How much does your broadband pricing have to increase before it gets to the old double-play or triple-play pricing?

Where is the evidence here it comes? that is the opinion of that person, not fact
 
Thanks for share. it's interesting to hear. I'm also planning to see all the movies that went to theaters. I think I will start with a review of the movies I watched.
yify tv
 
Where is the evidence here it comes? that is the opinion of that person, not fact

I wasn't trying to make a court case- just sharing an article pointing to what I see as a logical outcome as more and more people dump cable/satt for variations of al-a-carte & "cord-cutting."

If I'm big Cable and a new kind of competitor is biting into my cable revenues but those competitors are entirely dependent on my (broadband) pipe to function, I flex the monopoly/duopoly muscle that I have to make up for my losses. There's even precedent: recall when wireless data was tiered to address the problem of 'high bandwidth users," "...like streaming video watchers."

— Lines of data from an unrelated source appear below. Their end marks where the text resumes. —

Issue #679, opened 2021-01-28
`allow_merge_commit`, `allow_rebase_merge`, `allow_squash_merge` fields ignored


Anton-Shutik:
Hi there,

### Terraform Version
```
Terraform v0.14.5
provider registry.terraform.io/integrations/github v4.3.1
```

### Affected Resource(s)
- github_repository

### Terraform Configuration Files
```
resource "github_repository" "rebrand" {
  name                = "rebrand"
  visibility          = "public"
  has_issues          = true
  has_projects        = true
  has_wiki            = true
  has_downloads       = true
  allow_merge_commit  = true
  allow_squash_merge  = true
  allow_rebase_merge  = true
}
```

### Expected Behavior
>terraform state show github_repository.rebrand
```
resource "github_repository" "rebrand" {
    allow_merge_commit     = true
    allow_rebase_merge     = true
    allow_squash_merge     = true
# all the rest fields
}

```

### Actual Behavior
```
resource "github_repository" "rebrand" {
    allow_merge_commit     = false
    allow_rebase_merge     = false
    allow_squash_merge     = false
# all the rest fields
}

```

### Steps to Reproduce
Please list the steps required to reproduce the issue, for example:
1. `terraform import github_repository.rebrand rebrand`

### Important Factoids
I'm trying to import github resources that already exist on GH and the issue is that it ignores `allow_merge_commit`, `allow_rebase_merge`, `allow_squash_merge` fields and sets them with `false`, while they explicitly set to `true` in the config

tibbes:
Hi @Anton-Shutik, I'm having trouble reproducing this problem. Are you running against github.com or GitHub Enterprise? If GitHub Enterprise, which version?

Also, what level of access does the user have to the repository? (the user associated with the GITHUB_TOKEN you are using with terraform, that is)

Anton-Shutik:
Hi, 
I'm running against github.com.
The user has read/write permissions.

majormoses:
I suspect you need to run this as a repository admin at the minimum here and in most cases it really needs to be an org admin. At my org we do scope down the oauth token to prevent certain actions via automation that we deem undesirable from a bug perspective (such as deleting repositories) and require a manual process around that to ensure that we make sure its intended, not in use (checking references) and a backup/archive before we actually clean it up.

[...]

PR #1727, opened 2023-06-15
Add note documenting weird permissions required

kfcampbell:
See #679. The API requires write permissions to properly hydrate GET requests in some github_repository cases. While this is the case in the API, we should document it here to avoid confusion if possible.

### DIFF
--- a/website/docs/r/repository.html.markdown
+++ b/website/docs/r/repository.html.markdown
@@ -11,7 +11,7 @@ This resource allows you to create and manage repositories within your
 GitHub organization or personal account.
 
 ~> Note: When used with GitHub App authentication, even GET requests must have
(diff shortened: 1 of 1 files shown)


website/docs/r/repository.html.markdown
```diff
@@ -10,6 +10,10 @@ description: |-
 This resource allows you to create and manage repositories within your
 GitHub organization or personal account.
 
+~> Note: When used with GitHub App authentication, even GET requests must have
+the `contents:write` permission or else `allow_merge_commit`, `allow_rebase_merge`,
```
kfcampbell, line 14:
```suggestion
the `contents:write` permission or else the `allow_merge_commit`, `allow_rebase_merge`,
```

Of course, one can believe whatever they wish, but the logical businessman in me looks at this particular "problem" from their perspective and the answer seems extraordinarily clear. Granted, some "opinion" could be wrong, but then I'll simply toss the ball to anyone reading this thread: if you are in their (cable's) shoes (with the press of your obligation to maximize ROI for your shareholders), what would you do to address this (business revenue) "problem?"

You can't stop Netflix, Hulu, Sling, PSVue, DirecTV, etc from existing. But what's the ONE thing they all have in common that has them ALL 100% dependent on something you own and completely control? Now how can you exploit that complete dependency to address your problem?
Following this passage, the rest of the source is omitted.